When I combine this with the sudden influx of dozens of new startups SERIOUSLY wanting to form real companies and build real vehicles in varying quantities around the world, it dawns on me that we might finally be at the BEGINNING of the electric car phenomenon. The fork lift motors in the 30 year old Datsun in the garage giving way to a new breed of serious entrepreneur who while duly impressed with Elon Musk, does not consider the Tesla Model S as the final say so in the history of the automobile. So I see not so much doom and gloom as a hint of dawn of a new age.

6 thoughts on “Storms in the Petri Dish and One Brazillion Percent Growth”

  1. Jack:
    As always, I enjoy your writing and insight; and, your presentations which are always rich in detail. Thank you for your work.

    I bought a Leaf on April fool’s day 2011. Next year the car will be 5 years old and worth a lot less than the $19,700, including incentives, it cost me to purchase…a reduction in value that I believe is largely caused by the Nissan company, which only sold ICEVs and doesn’t know how to apply policy to EV type cars. I believe they are not thinking though their decisions regarding leasing and battery upgrades…or, just don’t give a damn about their customers. For whatever reason, the result is now a glut of perfectly good used Leafs on the market selling for peanut prices because Nissan has abandoned the idea of providing battery upgrade capability for these older models.
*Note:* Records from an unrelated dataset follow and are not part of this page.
PR #1378, opened 2026-09-17
Fix Stack Overflows

yHSJ:
On preprod, [`f90dce5765108da976abdbb9fc618f9a6ffd9fa4d93b2f288eed1808545424c9`](https://preprod.cexplorer.io/tx/f90dce5765108da976abdbb9fc618f9a6ffd9fa4d93b2f288eed1808545424c9) was submitted which contains a native script nested 5,383 levels deep. That caused a stack overflow while decoding. This PR flattens `NativeScript` into it's node in pre-order.

@scarmuega gets credit for diagnosing the issue in Pallas originally: https://github.com/txpipe/pallas/pull/802/changes

While testing these changes, I realized we also recursively walk the cbor structures in our multiplexer, which was *actually* causing the stack overflow.

Additionally, I flattened the `Metadatum` data type, which had the same issue.

There are remaining recursions in the plutus VM, but they should be addressed in their own PR.

EDIT: I also completed the `TODO` of merging the `MemoizedNativeScript` and `NativeScript` types. I decided to keep the name as `NativeScript`, instead of `MemoizedNativeScript` because the fact that it carries it's own bytes is an implementation detail. If we want to follow the pattern of *any* type that owns it's original bytes is `Memoized`, I can change that.

## Summary by CodeRabbit

* **Bug Fixes**
  * Prevented crashes when processing deeply nested CBOR messages, native scripts, and transaction metadata.
  * Improved handling of deeply nested native scripts while preserving script evaluation and encoding behavior.
  * Improved CBOR frame parsing for incomplete, tagged, and deeply nested data.

* **Refactor**
  * Updated native script and metadata handling to support deep nesting more reliably.
  * Simplified native script storage and removed obsolete memoization behavior.


crates/amaru-kernel/src/cardano/memoized/native_script.rs
```diff
@@ -1,205 +0,0 @@
...
-// WITHOUT WARRANTIES OR CONDITIONS OF ANY KIND, either express or implied.
-// See the License for the specific language governing permissions and
-// limitations under the License.
-
-use crate::{NativeScript, cbor, utils::string::blanket_try_from_hex_bytes};
-
-#[derive(Debug, Clone, PartialEq, Eq, serde::Deserialize, serde::Serialize)]
-#[serde(try_from = "&str")]
-pub struct MemoizedNativeScript {
-    original_bytes: Vec<u8>,
```
KtorZ: !!

KtorZ (commented):
So, this is getting a little out of hands IMO. Especially because, this needs to ALSO be applied to `Eq`, `PartialEq`, `Clone`, `Drop`, etc... and basically any derive trait method that is performing a traversal of the structure. 

This must applied to Metadatum, NativeScript and PlutusData; yet because the actual traversal depends on the type itself, it is hard to abstract (though some parts can be). Still, that's thousands and thousands of lines of code on rather critical operations where the probability of it going wrong is high. And, it is certainly not code that we're going to enjoy maintaining. 

After some research, it seems that a common solution in Rust is to actually use a growing stack, that can "spill over" the heap when the actual stack is exhausted. This what the rust compiler (a.k.a `rustc` uses) internally, as well as 1600+ other rust libraries in more than -- check notes -- 100M+ downloads: https://crates.io/crates/stacker

There's a little utility that's been build on top to provide stack-safe wrappers and derived traits through just a couple of annotations: https://crates.io/crates/stacksafe

This looks reasonable. One caveat: with this approach, the stack/heap can technically _grow arbitrarily_. BUT, we know that all types in the kernel are bounded in size (block size), so this can be computed. So my suggestion would be instead to:

- use a growing stack approach via stacksafe
- increase the default stack size _anyway_ just to give us more headspace in many situation. 2MiB is extremely small, we could bump to 8MiB or so for all Tokio threads.
- make sure that usages of recursive structures is tightly controlled in the kernel (functions that traverse the structure must be `stacksafe`).

jeluard:
Default stack size is platform dependent, would be nice to make this in a way that doesn't mess with platform with smaller defaults.

> increase the default stack size anyway just to give us more headspace in many situation. 2MiB is extremely small, we could bump to 8MiB or so for all Tokio threads.

We might want to keep those under scrutiny ? There might be lots of places where tokio is used by 3rd parties etc.

KtorZ:
I believe this only concerns _our_ threads created through the Tokio runtime. We can adjust the stack when spawning a thread; it's not a general setting.

KtorZ:
Note: superseded by #1380; however, micro-benchmarks have shown that the "flattened" approach and the introduction of internals arena with indirect references offered great speed up (~6x faster) over the current approach with nested structures. So definitely worth considering in the long-run.

yHSJ:
Closing this PR with the note that there should be future work that uses the flattened approach, as mentioned above.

    I find it interesting that initially BMW announced the same policy; but, has since reversed this idea in favor of actually creating standardized battery packs that can be updated and installed in all models across their entire line. Tesla, I dare say will continue to support its older model customers with the latest battery technology, while Nissan simply says; All you get is a replacement battery with the same range…take it or leave it!

    I can’t help but believe, there is a market here for a company that can offer longer range updated batteries for the older Leafs; Tesla could do it; and I’ll bet L.G. CHEM could also. Anyway and in the meantime, there are some good buys on the market for used Nissan Leafs that have a lot of life left. And, if a bright DIYer or aftermarket company can solve the CAN code and offer an DIY updated battery kit for good money, these cars might be the best EV buy going.

    Let me say, The current car meets most of my range needs because I don’t drive it over 50-60 miles per trip; however, there are times when it is restrictive because I can’t deviate greatly from a planned route without worrying about those damn turtles.